When both δmin and δmax fall within the daily temperature range (Q4), the sine and daily average method behave similarly, producing slight underestimations in the number of degree-days. The triangle method, in contrast, more severely underestimates the degree-days when δmin and δmax are both near the daily minimum and daily maximum temperatures, respectively. However, as the difference between δmin and δmax decreases, the triangle method begins to overestimate the degree-days.
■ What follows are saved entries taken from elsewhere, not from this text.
PR #19, opened 2021-01-28
add a save dialog

### LINKED ISSUE #15: Make save animation button launch a dialog
We should drop the save string and make the save animation button open up a proper saving dialog box

alisterburt:
basically a straight up copy of the screenshot dialog in napari, seems to work like a charm! Closes #15

### DIFF
--- a/napari_animation/_qt/dialogs/save_dialog.py
+++ b/napari_animation/_qt/dialogs/save_dialog.py
@@ -1,7 +1,7 @@
 from pathlib import Path
 from typing import Any, Callable
 
-from PyQt5.QtWidgets import QFileDialog, QMessageBox
+from qtpy.QtWidgets import QFileDialog, QMessageBox
 
 
 class SaveAnimationDialog(QFileDialog):
--- a/napari_animation/_qt/dialogs/save_dialog.py
+++ b/napari_animation/_qt/dialogs/save_dialog.py
@@ -1,12 +1,12 @@
-import os
-from typing import Any, Callable
 from pathlib import Path
+from typing import Any, Callable
+
 from PyQt5.QtWidgets import QFileDialog, QMessageBox
 
 
 class SaveAnimationDialog(QFileDialog):
     """
-    Dialog to choose save location of animation
+    Dialog to choose the save location of animation
 
     Parameters
     ----------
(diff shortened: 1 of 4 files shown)


napari_animation/_qt/dialogs/save_dialog.py
```diff
@@ -0,0 +1,50 @@
+from pathlib import Path
+from typing import Any, Callable
+
+from PyQt5.QtWidgets import QFileDialog, QMessageBox
```
sofroniewn, line 4: Can this be a qtpy import instead of PyQt5

sofroniewn (approved):
Looks good to me if you change the import to qtpy (we should be using that everywhere in the repo).

@tlambert03, I wonder if you'd ever want to put something in magicgui to assist with open/ save dialogs like this? I didn't see anything in there quite like it right now, but might be something to consider, though it might also be some scope creep too! I can raise an issue on magicgui if you think it warrants further discussion there.

alisterburt:
Perfect, will change the import when I get back to a computer!

napari_animation/_qt/dialogs/save_dialog.py
tlambert03: > @tlambert03, I wonder if you'd ever want to put something in magicgui to assist with open/ save dialogs like this? I didn't see anything in there quite like it right now, but might be something to consider, though it might also be some scope creep too! I can raise an issue on magicgui if you think it warrants further discussion there.

The functionality is there in the [`FileEdit` widget](https://napari.org/magicgui/_autosummary/magicgui.widgets.FileEdit.html#magicgui.widgets.FileEdit), but _just_ opening a dialog should be exposed a little better, and since it's not really a widget, currently requires this nonsense:

```python
from magicgui.application import use_app

show_dialog = use_app().get_obj("show_file_dialog")
file = show_dialog(mode="w")  # returns a string path where they want to save to
```
where "mode" is one of the [`FileDialogModes`](https://napari.org/magicgui/api/types.html#magicgui.types.FileDialogMode)

alisterburt:
okay all sorted there, should be ready to go!

sofroniewn:
Thanks!!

Finally, when δmin is less than the daily minimum temperature and δmax is less than the daily maximum temperature (Q3), the average method overestimates the degree-days when δmax is near the maximum temperature. The sine method produces underestimates in this region, while the triangle method produces underestimates when δmax is near the daily maximum and overestimates as δmax drops far below the daily maximum. Again, this overestimation with the triangle method is significantly reduced when the time between the daily minimum and maximum temperatures is corrected for, indicating that this overestimation is especially sensitive to the shape of the diurnal temperature cycle.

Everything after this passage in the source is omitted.